Records for processing
※

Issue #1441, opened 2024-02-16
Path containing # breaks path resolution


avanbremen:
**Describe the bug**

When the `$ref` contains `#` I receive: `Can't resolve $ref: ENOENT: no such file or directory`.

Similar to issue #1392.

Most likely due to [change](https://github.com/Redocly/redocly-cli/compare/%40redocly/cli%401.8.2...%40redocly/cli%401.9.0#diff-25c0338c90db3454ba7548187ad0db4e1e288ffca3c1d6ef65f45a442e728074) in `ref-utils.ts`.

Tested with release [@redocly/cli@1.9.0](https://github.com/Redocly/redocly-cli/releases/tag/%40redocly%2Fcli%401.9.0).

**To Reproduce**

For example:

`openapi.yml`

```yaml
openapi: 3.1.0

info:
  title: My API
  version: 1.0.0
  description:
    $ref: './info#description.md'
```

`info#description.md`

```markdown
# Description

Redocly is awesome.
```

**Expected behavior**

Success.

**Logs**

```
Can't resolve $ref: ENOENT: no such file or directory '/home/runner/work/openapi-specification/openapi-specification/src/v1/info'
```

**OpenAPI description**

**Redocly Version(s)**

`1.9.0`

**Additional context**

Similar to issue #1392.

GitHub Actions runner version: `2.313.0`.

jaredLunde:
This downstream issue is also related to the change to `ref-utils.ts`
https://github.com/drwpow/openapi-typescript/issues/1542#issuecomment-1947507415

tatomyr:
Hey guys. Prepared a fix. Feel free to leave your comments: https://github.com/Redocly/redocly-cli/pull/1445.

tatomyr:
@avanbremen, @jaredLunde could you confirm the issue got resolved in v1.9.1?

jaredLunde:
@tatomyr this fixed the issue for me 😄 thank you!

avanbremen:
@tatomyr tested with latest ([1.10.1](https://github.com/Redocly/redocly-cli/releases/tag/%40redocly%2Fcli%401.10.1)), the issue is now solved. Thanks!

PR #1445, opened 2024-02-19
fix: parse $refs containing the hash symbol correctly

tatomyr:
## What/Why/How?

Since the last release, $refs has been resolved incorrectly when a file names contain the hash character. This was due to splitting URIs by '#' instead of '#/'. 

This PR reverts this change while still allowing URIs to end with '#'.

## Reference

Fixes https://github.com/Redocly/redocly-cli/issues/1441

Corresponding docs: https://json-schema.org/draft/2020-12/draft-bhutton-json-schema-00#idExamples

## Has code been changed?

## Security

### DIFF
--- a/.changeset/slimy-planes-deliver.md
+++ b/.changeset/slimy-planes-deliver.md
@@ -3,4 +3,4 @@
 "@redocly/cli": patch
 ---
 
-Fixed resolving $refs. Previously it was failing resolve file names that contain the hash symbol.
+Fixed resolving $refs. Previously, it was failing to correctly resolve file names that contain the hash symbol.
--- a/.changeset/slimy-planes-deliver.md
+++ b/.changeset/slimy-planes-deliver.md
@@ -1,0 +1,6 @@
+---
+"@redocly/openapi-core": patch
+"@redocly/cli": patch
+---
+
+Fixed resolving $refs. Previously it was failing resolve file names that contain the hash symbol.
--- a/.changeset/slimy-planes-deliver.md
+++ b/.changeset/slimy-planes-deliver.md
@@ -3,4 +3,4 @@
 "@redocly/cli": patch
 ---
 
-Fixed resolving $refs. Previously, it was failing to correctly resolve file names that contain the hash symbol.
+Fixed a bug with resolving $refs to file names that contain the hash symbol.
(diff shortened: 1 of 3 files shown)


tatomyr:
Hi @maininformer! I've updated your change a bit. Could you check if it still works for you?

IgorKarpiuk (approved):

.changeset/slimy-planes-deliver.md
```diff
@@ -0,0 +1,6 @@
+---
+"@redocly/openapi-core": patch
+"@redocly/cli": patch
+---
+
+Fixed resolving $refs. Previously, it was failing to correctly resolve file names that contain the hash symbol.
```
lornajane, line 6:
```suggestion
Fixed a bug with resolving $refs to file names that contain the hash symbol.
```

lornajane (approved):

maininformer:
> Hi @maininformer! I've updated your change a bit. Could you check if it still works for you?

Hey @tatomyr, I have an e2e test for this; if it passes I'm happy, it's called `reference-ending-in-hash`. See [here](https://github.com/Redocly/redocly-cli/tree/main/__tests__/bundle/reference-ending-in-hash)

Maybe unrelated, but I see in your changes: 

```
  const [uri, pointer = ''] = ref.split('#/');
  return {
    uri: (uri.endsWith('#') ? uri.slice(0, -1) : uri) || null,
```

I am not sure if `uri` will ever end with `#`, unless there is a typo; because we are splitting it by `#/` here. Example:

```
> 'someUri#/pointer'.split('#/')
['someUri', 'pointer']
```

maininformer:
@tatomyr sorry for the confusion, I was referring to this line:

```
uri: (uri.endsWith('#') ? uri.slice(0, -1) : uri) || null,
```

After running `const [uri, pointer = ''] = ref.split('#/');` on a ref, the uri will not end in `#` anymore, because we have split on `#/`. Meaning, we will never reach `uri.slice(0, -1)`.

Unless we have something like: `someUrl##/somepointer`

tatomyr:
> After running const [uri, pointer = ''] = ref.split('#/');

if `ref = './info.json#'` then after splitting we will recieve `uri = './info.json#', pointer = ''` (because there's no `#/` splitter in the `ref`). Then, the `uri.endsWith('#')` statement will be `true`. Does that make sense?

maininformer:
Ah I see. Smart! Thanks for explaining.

※

Assignment
Give back all the data exactly as written.

Response to this exercise
Issue #1441, opened 2024-02-16
Path containing # breaks path resolution


avanbremen:
**Describe the bug**

When the `$ref` contains `#` I receive: `Can't resolve $ref: ENOENT: no such file or directory`.

Similar to issue #1392.

Most likely due to [change](https://github.com/Redocly/redocly-cli/compare/%40redocly/cli%401.8.2...%40redocly/cli%401.9.0#diff-25c0338c90db3454ba7548187ad0db4e1e288ffca3c1d6ef65f45a442e728074) in `ref-utils.ts`.

Tested with release [@redocly/cli@1.9.0](https://github.com/Redocly/redocly-cli/releases/tag/%40redocly%2Fcli%401.9.0).

**To Reproduce**

For example:

`openapi.yml`

```yaml
openapi: 3.1.0

info:
  title: My API
  version: 1.0.0
  description:
    $ref: './info#description.md'
```

`info#description.md`

```markdown
# Description

Redocly is awesome.
```

**Expected behavior**

Success.

**Logs**

```
Can't resolve $ref: ENOENT: no such file or directory '/home/runner/work/openapi-specification/openapi-specification/src/v1/info'
```

**OpenAPI description**

**Redocly Version(s)**

`1.9.0`

**Additional context**

Similar to issue #1392.

GitHub Actions runner version: `2.313.0`.

jaredLunde:
This downstream issue is also related to the change to `ref-utils.ts`
https://github.com/drwpow/openapi-typescript/issues/1542#issuecomment-1947507415

tatomyr:
Hey guys. Prepared a fix. Feel free to leave your comments: https://github.com/Redocly/redocly-cli/pull/1445.

tatomyr:
@avanbremen, @jaredLunde could you confirm the issue got resolved in v1.9.1?

jaredLunde:
@tatomyr this fixed the issue for me 😄 thank you!

avanbremen:
@tatomyr tested with latest ([1.10.1](https://github.com/Redocly/redocly-cli/releases/tag/%40redocly%2Fcli%401.10.1)), the issue is now solved. Thanks!

PR #1445, opened 2024-02-19
fix: parse $refs containing the hash symbol correctly

tatomyr:
## What/Why/How?

Since the last release, $refs has been resolved incorrectly when a file names contain the hash character. This was due to splitting URIs by '#' instead of '#/'. 

This PR reverts this change while still allowing URIs to end with '#'.

## Reference

Fixes https://github.com/Redocly/redocly-cli/issues/1441

Corresponding docs: https://json-schema.org/draft/2020-12/draft-bhutton-json-schema-00#idExamples

## Has code been changed?

## Security

### DIFF
--- a/.changeset/slimy-planes-deliver.md
+++ b/.changeset/slimy-planes-deliver.md
@@ -3,4 +3,4 @@
 "@redocly/cli": patch
 ---
 
-Fixed resolving $refs. Previously it was failing resolve file names that contain the hash symbol.
+Fixed resolving $refs. Previously, it was failing to correctly resolve file names that contain the hash symbol.
--- a/.changeset/slimy-planes-deliver.md
+++ b/.changeset/slimy-planes-deliver.md
@@ -1,0 +1,6 @@
+---
+"@redocly/openapi-core": patch
+"@redocly/cli": patch
+---
+
+Fixed resolving $refs. Previously it was failing resolve file names that contain the hash symbol.
--- a/.changeset/slimy-planes-deliver.md
+++ b/.changeset/slimy-planes-deliver.md
@@ -3,4 +3,4 @@
 "@redocly/cli": patch
 ---
 
-Fixed resolving $refs. Previously, it was failing to correctly resolve file names that contain the hash symbol.
+Fixed a bug with resolving $refs to file names that contain the hash symbol.
(diff shortened: 1 of 3 files shown)


tatomyr:
Hi @maininformer! I've updated your change a bit. Could you check if it still works for you?

IgorKarpiuk (approved):

.changeset/slimy-planes-deliver.md
```diff
@@ -0,0 +1,6 @@
+---
+"@redocly/openapi-core": patch
+"@redocly/cli": patch
+---
+
+Fixed resolving $refs. Previously, it was failing to correctly resolve file names that contain the hash symbol.
```
lornajane, line 6:
```suggestion
Fixed a bug with resolving $refs to file names that contain the hash symbol.
```

lornajane (approved):

maininformer:
> Hi @maininformer! I've updated your change a bit. Could you check if it still works for you?

Hey @tatomyr, I have an e2e test for this; if it passes I'm happy, it's called `reference-ending-in-hash`. See [here](https://github.com/Redocly/redocly-cli/tree/main/__tests__/bundle/reference-ending-in-hash)

Maybe unrelated, but I see in your changes: 

```
  const [uri, pointer = ''] = ref.split('#/');
  return {
    uri: (uri.endsWith('#') ? uri.slice(0, -1) : uri) || null,
```

I am not sure if `uri` will ever end with `#`, unless there is a typo; because we are splitting it by `#/` here. Example:

```
> 'someUri#/pointer'.split('#/')
['someUri', 'pointer']
```

maininformer:
@tatomyr sorry for the confusion, I was referring to this line:

```
uri: (uri.endsWith('#') ? uri.slice(0, -1) : uri) || null,
```

After running `const [uri, pointer = ''] = ref.split('#/');` on a ref, the uri will not end in `#` anymore, because we have split on `#/`. Meaning, we will never reach `uri.slice(0, -1)`.

Unless we have something like: `someUrl##/somepointer`

tatomyr:
> After running const [uri, pointer = ''] = ref.split('#/');

if `ref = './info.json#'` then after splitting we will recieve `uri = './info.json#', pointer = ''` (because there's no `#/` splitter in the `ref`). Then, the `uri.endsWith('#')` statement will be `true`. Does that make sense?

maininformer:
Ah I see. Smart! Thanks for explaining.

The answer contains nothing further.